PR #2405, opened 2026-06-16
Bound avoided-services metric cardinality

### LINKED ISSUE #2037: avoided_services has unbounded service-identity cardinality
## Summary

The internal `avoided_services` metric records `service_name`, `service_namespace`, `service_instance_id`, and `telemetry_type` with no cap or eviction. A large number of unique service identities can therefore grow internal metric state indefinitely.

## Impact

This can pressure agent memory and degrade the internal metrics path. The issue is local to observability state and does not cross a stronger security boundary, so `low` severity is appropriate.

## Environment

- First identified in: c5cd68cf4d5fe696bcbb25ea97809fa4deb3147d

## Evidence

- `pkg/ebpf/common/pids.go` extracts service identity and calls the avoided-services reporters.
- `pkg/export/imetrics/iprom.go` records `avoided_services` with full service-identity labels.
- `pkg/export/otel/metrics_internal.go` records the same attributes in OTEL internal metrics.

## Steps to reproduce

1. From the repository root on `main`, create `/tmp/poc_avoid_services.go` with this exact program:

------------------------------------------------------------

# [What you have to do]
Copy the records above exactly, starting at the line that contains "full service-identity labels." and ending at the last line, and leave out all earlier lines.

# [Result below]
- `pkg/export/imetrics/iprom.go` records `avoided_services` with full service-identity labels.
- `pkg/export/otel/metrics_internal.go` records the same attributes in OTEL internal metrics.

## Steps to reproduce

1. From the repository root on `main`, create `/tmp/poc_avoid_services.go` with this exact program:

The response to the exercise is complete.